A Reduced-order Model for Multiphase Simulation of Transient Inert Sprays

TL;DR

This paper introduces a fast, reduced-order model for inert spray simulations that significantly reduces computational costs, enabling efficient screening of new bio-hybrid fuels for advanced combustion systems.

Contribution

The paper develops an extended, computationally efficient reduced-order spray model incorporating breakup, evaporation, and droplet size distribution effects, validated against experimental data.

Findings

Model predicts spray trends across various conditions and fuels.

Computational cost reduced by up to 6 orders of magnitude.
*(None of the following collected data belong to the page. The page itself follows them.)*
PR #8313, opened 2025-05-01
add expo env variables for appview and public api

a-viv-a:
This PR adds [expo env variables](https://docs.expo.dev/guides/environment-variables/) to configure the appview proxy and the public api url to use for requests at compile time. This makes it easier to selfhost social app as part of a 3rd party appview deployment, without maintaining any patches.

I referenced [futurs work](https://github.com/appview-wg-bsky/social-app) for this.

Worth highlighting that the way expo processes env files, the `#` in the did will be treated as an inline comment unless quoted.

There's a lot more that *could* be configured in env variables to try and make rebranded selfhosting easier, but I think that's a much bigger piece of work, given the lack of perceptual colorspace and the inlined assets and svgs throughout the code.

PRing this to avoid a parallel solution in deer.

## Testing

I tried this with `did:web:bsky.zeppelin.social#bsky_appview` and `https://bsky.zeppelin.social` on the web, which worked—something seems to be wrong with feeds on zeppelin though.

## Open questions

There are a couple places I didn't update for fear of breakage:
- [`src/state/queries/email-verification-required.ts`](https://github.com/bluesky-social/social-app/blob/main/src/state/queries/email-verification-required.ts)
  - not confident enough in what this is doing
- [`src/lib/notifications/notifications.ts`](https://github.com/bluesky-social/social-app/blob/main/src/lib/notifications/notifications.ts)
  - [this question](https://github.com/bluesky-social/atproto/discussions/2811) implies the dids used might be placeholders...

I updated [`src/lib/react-query.tsx`](https://github.com/bluesky-social/social-app/blob/main/src/lib/react-query.tsx) but zeppelin doesn't respond to the health xrpc route correctly... hard to test

Is it ok to be switching from `api.bsky.app` to `public.api.bsky.app` in [`src/lib/api/feed/custom.ts`](https://github.com/bluesky-social/social-app/blob/main/src/lib/api/feed/custom.ts) with the use of `PUBLIC_BSKY_SERVICE`?

The names are pretty awful because of the `EXPO_PUBLIC_` + `NAME` thing going on for `EXPO_PUBLIC_PUBLIC_BSKY_SERVICE`... But I worry about clarity otherwise? `EXPO_PUBLIC_BSKY_SERVICE` would theoretically refer to `BSKY_SERVICE` and not `PUBLIC_BSKY_SERVICE`. Ideally you could drop the expo prefix, but the docs are pretty vague on if this will cause issues or inhibit inlining.

I'm reading in the environment variables in [`src/env.ts`](https://github.com/bluesky-social/social-app/blob/main/src/env.ts) since the typecast is unwieldy to do in the constants file, and I chose to prefix with `ENV_` so that these values wouldn't conflict in autocompletion with their constants pair, since the constants version has a default value. Should `process.env` just be read in constants? I didn't see any existing uses of the values in env fwiw.


a-viv-a:
My new hunch is that https://bsky.zeppelin.social/xrpc/_health not returning a version is why feeds seem broken when using that appview, since react-query uses this to check connection status.

a-viv-a:
running prettier now, sorry about that

PR #8320, opened 2025-05-02
[new arch] Fix profile perf

mozzius:
**Stacked on #8295**

The culprit of the slow perf on the profile pages was this mechanism for keeping the scrollviews in sync:

Screenshot 2025-05-02 at 13 27 08

This syncs the other scrollviews in the pager every 80ms while the header is visible.

It seems like Reanimated's `scrollTo` is much much slower on Fabric. On Paper, we were able to do this 6x every 80ms. Now, it absolutely tanks performance.

This fixes it by changing the approach for keeping the scrollviews in sync. Rather than polling, we instead just sync on demand - either when the pager beings dragging, or when a tab is pressed

## Before

https://github.com/user-attachments/assets/e9c39c55-b687-4bc0-82c7-a831b186edb3

## After

https://github.com/user-attachments/assets/0c9507b6-7011-49e9-8f43-db3f0a71e1be

## Test plan

- Test perf on new arch.
- Confirm scrollviews are still synced properly

You probably want to review code with whitespace hidden, because I removed the `React.forwardRef` (I ❤️ React 19)

### DIFF
--- a/src/view/com/pager/Pager.tsx
+++ b/src/view/com/pager/Pager.tsx
@@ -1,16 +1,22 @@
-import React, {forwardRef, useCallback, useContext} from 'react'
+import {
+  useCallback,
+  useContext,
+  useImperativeHandle,
+  useRef,
+  useState,
+} from 'react'
 import {View} from 'react-native'
 import {DrawerGestureContext} from 'react-native-drawer-layout'
 import {Gesture, GestureDetector} from 'react-native-gesture-handler'
 import PagerView, {
-  PagerViewOnPageScrollEventData,
-  PagerViewOnPageSelectedEvent,
-  PagerViewOnPageSelectedEventData,
-  PageScrollStateChangedNativeEventData,
+  type PagerViewOnPageScrollEventData,
+  type PagerViewOnPageSelectedEvent,
+  type PagerViewOnPageSelectedEventData,
+  type PageScrollStateChangedNativeEventData,
 } from 'react-native-pager-view'
 import Animated, {
   runOnJS,
-  SharedValue,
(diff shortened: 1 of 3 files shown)


src/view/com/pager/Pager.tsx
```diff
@@ -47,114 +57,112 @@ interface Props {
 
 const AnimatedPagerView = Animated.createAnimatedComponent(PagerView)
 
-export const Pager = forwardRef<PagerRef, React.PropsWithChildren<Props>>(
```
haileyok, line 50: ohmygod no more forwardRef!!

src/view/com/pager/PagerWithHeader.tsx
```diff
@@ -1,17 +1,16 @@
...
+  type ScrollView,
   StyleSheet,
   View,
 } from 'react-native'
 import Animated, {
-  AnimatedRef,
-  runOnJS,
+  type AnimatedRef,
   runOnUI,
   scrollTo,
```
haileyok, line 12: i do wonder if we could sop using this in general now...might be better to just use the scroll function on the view itself (but we can test this separately)

src/view/com/pager/Pager.tsx
mozzius: lets goooo

hirbod:
FYI, this is the upstream issue for it: https://github.com/software-mansion/react-native-reanimated/issues/6999

mozzius:
Good to know, thanks. Luckily our tab component's use of `scrollTo` was non-critical and easy to reduce

PR #8323, opened 2025-05-03
New `Select` component

mozzius:


src/components/Select/index.web.tsx
```diff
@@ -0,0 +1,252 @@
...
+export function Trigger({children, label}: TriggerProps) {
+  const t = useTheme()
+  const {
+    state: hovered,
+    onIn: onMouseEnter,
+    onOut: onMouseLeave,
+  } = useInteractionState()
+  const {state: focused, onIn: onFocus, onOut: onBlur} = useInteractionState()
+
+  if (typeof children === 'function') {
```
estrattonbailey, line 62: Do we need to support this? I would expect a `select` to be displayed the same in all contexts, with interaction effects built in.

I realize this is probably just a result of copying from from `Menu`, and it's not really a huge deal. But less is more sometimes!

src/components/Select/index.web.tsx
```diff
@@ -0,0 +1,252 @@
...
+    <RadixSelect.Icon>
+      <ChevronDownIcon style={[t.atoms.text, style]} size="xs" />
+    </RadixSelect.Icon>
+  )
+}
+
+export function Content<T>({items, renderItem}: ContentProps<T>) {
+  const t = useTheme()
+
+  const scrollBtnStyles = [
```
estrattonbailey, line 143: There's a little jump when these appear, they could probably be `absolute`.

src/components/Select/index.web.tsx
```diff
@@ -0,0 +1,252 @@
...
+            a.flex_1,
+            a.border,
+            t.atoms.border_contrast_low,
+            a.rounded_sm,
+          ]}>
+          <RadixSelect.ScrollUpButton style={flatten([scrollBtnStyles])}>
+            <ChevronUpIcon style={[t.atoms.text]} size="xs" />
+          </RadixSelect.ScrollUpButton>
+          <RadixSelect.Viewport style={flatten([a.p_xs])}>
+            {items.map((item, index) => renderItem(item, index))}
```
estrattonbailey, line 170: Might be good to pass in `selected` here too for easier custom `Item`s. `Item` can keep it too, since it's the default.

src/components/Select/index.tsx
```diff
@@ -0,0 +1,287 @@
...
+  hovered: false,
+  focused: false,
+  pressed: false,
+})
+
+export function useItemContext() {
+  return useContext(ItemContext)
+}
+
+export function Item({children, value, label}: ItemProps) {
```
estrattonbailey, line 236: Probs want a `style` prop here too?

src/view/com/composer/videos/SubtitleDialog.tsx
```diff
@@ -240,19 +239,21 @@ function SubtitleFileRow({
             numberOfLines={1}>
             {file.name}
           </Text>
-          <RNPickerSelect
-            placeholder={{
-              label: _(msg`Select language...`),
-              value: '',
-            }}
+          <select
```
estrattonbailey, line 242: Why raw `select` here?

src/screens/Settings/LanguageSettings.tsx
```diff
@@ -171,77 +127,28 @@ export function LanguageSettingsScreen({}: Props) {
...
-                  placeholder={{}}
-                  value={langPrefs.primaryLanguage}
-                  onValueChange={onChangePrimaryLanguage}
-                  items={LANGUAGES.filter(l => Boolean(l.code2)).map(l => ({
+              <Select.Root
+                value={langPrefs.primaryLanguage}
+                onValueChange={onChangePrimaryLanguage}>
+                <Select.Trigger label={_(msg`Select primary language`)}>
+                  <Select.ValueText
+                    placeholder={_(msg`Select a primary language...`)}
```
estrattonbailey, line 135: Nit: here and above, could rm the ellipsis so the translations can be merged

src/components/Select/types.ts
```diff
@@ -0,0 +1,152 @@
...
+
+export type ContentProps<T> = {
+  /**
+   * Items to render. Recommended to be in the form {value: string, label: string} - if not,
+   * you need to provide a `valueExtractor` function to extract the value from an item and
+   * customise the `Select.ValueText` component.
+   */
+  items: T[]
+  renderItem: (item: T, index: number) => React.ReactElement
+  /*
```
estrattonbailey, line 133: Nit: docblock could be nice

src/components/Select/types.ts
```diff
@@ -0,0 +1,152 @@
...
+export type ValueProps = {
+  /**
+   * Only needed for native. Extracts the label from an item. Defaults to `item => item.label`
+   */
+  children?: (value: any) => string
+  placeholder?: string
+  style?: StyleProp<TextStyle>
+}
+
+/*
```
estrattonbailey, line 120: Nit: docblock could be nice

src/components/Select/index.tsx
```diff
@@ -0,0 +1,287 @@
...
+      )}
+    </Button>
+  )
+}
+
+export function ItemText({children}: ItemTextProps) {
+  const {selected} = useItemContext()
+  const t = useTheme()
+
+  // eslint-disable-next-line bsky-internal/avoid-unwrapped-text
```
estrattonbailey, line 275: Unneeded?

estrattonbailey (commented):
Looks great! Haven't tested native yet but looks fine

src/components/Select/index.tsx
mozzius: Needed. Lint rule complains

src/components/Select/index.tsx
```diff
@@ -0,0 +1,287 @@
...
+        color="secondary"
+        size="small"
+        variant="solid">
+        <>{children}</>
+      </Button>
+    )
+  }
+}
+
+export function ValueText({
```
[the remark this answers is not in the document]
mozzius: I thought I'd keep it customisable. i.e. if you pass a custom trigger, you can still use the text/icon

src/components/Select/index.web.tsx
mozzius: I use it here! I needed a smaller, subtler presentation with really precise spacing

https://github.com/bluesky-social/social-app/pull/8323/files#diff-6ab0d5a445d6566163c9e1fe87a3c852bad9add682115fef6928bf829a1d14d6R40-R66

src/view/com/composer/videos/SubtitleDialog.tsx
mozzius: Web only, and I want to keep the old behaviour

src/screens/Settings/LanguageSettings.tsx
mozzius: They actually don't need a placeholder here, since they will always have a value selected

src/components/Select/index.web.tsx
mozzius: Tried this, but this breaks the scrolling. Might be preferable to just get rid of them tbh

src/components/Select/index.web.tsx
estrattonbailey: Was thinking last night that we might as well just make it look the same, but yeah harmless enough to support this, sgtm

src/components/Select/index.web.tsx
estrattonbailey: Seems to work fine for me. If you hover over them they auto-scroll the options too, so might as well keep them. I'll take a quick stab at it since I have it up already.

src/view/com/composer/videos/SubtitleDialog.tsx
estrattonbailey: We should def make sure the select and dialogs play well together but yeah, fine for now

estrattonbailey (approved):

surfdude29:
When I tap on the language selector in the PWI in mobile Safari it doesn't open:

https://github.com/user-attachments/assets/8f81b3ee-b8db-4d4b-b375-ec0d338e1cb5

PR #8327, opened 2025-05-05
swap out cropper library

haileyok:
## Why

Cropper library we use right now is totally unmaintained and isn't likely to get updated. There is no new arch support and it's unlikely to get merged in. So here we are.

## How

Somehow no one else has ever made an image cropping library that has circle support. So, again, here we are. Just a new Expo module that offers that support (and the other things we need). See https://github.com/bluesky-social/expo-image-crop-tool

## Test Plan

Make sure that cropping works in:

- User avatar upload
- User banner upload
- Post image "editing"

Shouldn't be any changes to web, so need to check iOS and Android only (after verifying that the library we use on web still works, but it should)


mozzius:
Not a big deal but fyi I touch a bunch of this code in https://github.com/bluesky-social/social-app/pull/8220 (mainly on the web side)

mozzius (changes requested):
Looks good on iOS. Immediately crashes on Android lol

src/view/com/util/UserAvatar.tsx
```diff
@@ -335,17 +337,17 @@ let EditableUserAvatar = ({
...
+        async () => {
+          const croppedImage = await openCropper({
+            imageUri: item.path,
+            shape: 'circle',
+            aspectRatio: 1,
+          })
+          onSelectNewAvatar(croppedImage)
+        },
+        isIOS ? 500 : 0,
+      )
```
mozzius, line 350: What's with the timeout?

src/view/com/util/UserAvatar.tsx
```diff
@@ -312,9 +316,7 @@ let EditableUserAvatar = ({
 
     onSelectNewAvatar(
       await openCamera({
-        width: 1000,
-        height: 1000,
-        cropperCircleOverlay: true,
```
mozzius, line 317: Have we lost the ability to do the circle overlay on the camera? (nbd, just curious)

haileyok: yea, we could add it back but massive pita…

src/view/com/util/UserAvatar.tsx
haileyok: similar to the “sheet wrapper” problem, if it tries to open too fast and the sheet it is supposed to be presenting into closes…

src/view/com/util/UserAvatar.tsx
mozzius: really not worth it, dw about it lol

src/view/com/util/UserAvatar.tsx
mozzius: :/

gaearon: Isn't this the same problem as solved my this patch here? https://github.com/bluesky-social/social-app/pull/8327/files#diff-67d5bfa1b06f18170a5050a9eba50601b62d98e43587132f41188b2f1d3bfd68L45

I suppose you could edit this logic (https://github.com/bluesky-social/expo-image-crop-tool/blob/67ad0dbc1113e77de78e67f315108fedc007cd44/ios/Cropper.swift#L138-L140) to avoid recursing if `pvc.isBeingDismissed`?

haileyok: considered that as well. from testing though it didn’t work nicely (unless we actually block) because the VC still is presenting even while isBeingDismissed is true. blocking seems not great but so does this. i’ll see if claude has an answer lol

haileyok: let me try it again though, because you're right that the patch looks like the same thing

haileyok: this might do. it feels a bit safer since we'll present in the next loop. even without doing that it might be fine (again, seems that is what we were doing?), but feels better at least. https://github.com/bluesky-social/expo-image-crop-tool/commit/ef25f6c56f60ad3d94c4b99fc5a92303ccf03d27

haileyok:
okay all the weirdness should be fixed up now and actually rfr.

mozzius (approved):
Small android bug: rotate button also rotates the fixed crop area on the banner cropper

Other than that lgtm

Screenshot 2025-05-06 at 10 41 57

haileyok:
Fixed the rotation!

PR #9262, opened 2025-10-22
Disable Sentry sampling for now

estrattonbailey:


efstathiosntonas:
hey folks, just for academic knowledge, why sampling is disabled? Thanks

mozzius:
We're tracking down a bug. We're going to reenable it once we've caught it

PR #9266, opened 2025-10-23
Patch out `PerformanceMonitor` component

mozzius:
This Reanimated debug component that we don't even seem to use is causing the crashes with copying text in DMs.

This only happens when using the `--no-dev` flag, hence why we missed it in development

Screenshot 2025-10-23 at 11 57 05


mozzius:
@github-actions ota

patches/react-native-reanimated+3.19.1.patch
```diff
@@ -0,0 +1,420 @@
...
+-};
+-
+-/**
+- * A component that lets you measure fps values on JS and UI threads on both the
+- * Paper and Fabric architectures.
+- *
+- * @param smoothingFrames - Determines amount of saved frames which will be used
+- *   for fps value smoothing.
+- */
+-export function PerformanceMonitor({
```
estrattonbailey, line 351: Might as well leave this export and return `null`?

mozzius: Done!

Enables rapid screening of fuel candidates for combustion applications.

Abstract

In global efforts to reduce harmful greenhouse gas emissions from the transport sector, novel bio-hybrid liquid fuels from renewable energy and carbon sources can be a major form of energy for future propulsion systems due to their high energy density. A fundamental understanding of the spray and mixing performance of the new fuel candidates in combustion systems is necessary to design and develop the fuels for advanced combustion concepts. In the fuel design process, a large number of candidates is required to be screened to arrive at potential fuels for further detailed investigations. For such a screening process, three-dimensional (3D) simulation models are computationally too expensive and hence unfeasible. Therefore, in this paper, we present a fast, reduced-order model (ROM) for inert sprays. The model is based on the cross-sectionally averaged spray (CAS) model derived by Wan (1997) from 3D multiphase equations. The original model was first tested against a wide range of conditions and different fuels. The discrepancies between the CAS model and experimental data are addressed by integrating state-of-the-art breakup and evaporation models. A transport equation for vapor mass fraction is proposed, which is important for evaporation modeling. Furthermore, the model is extended to consider polydisperse droplets by modeling the droplet size distribution by commonly used presumed probability density functions, such as Rosin-Rammler, lognormal, and gamma distributions. The improved CAS model is capable of predicting trends in the macroscopic spray characteristics for a wide range of conditions and fuels. The computational cost of the CAS model is lower than the 3D simulation methods by up to 6 orders of magnitude depending on the method. This enables the model to be used not only for the rapid screening of novel fuel candidates, but also for other applications, where ROMs are useful.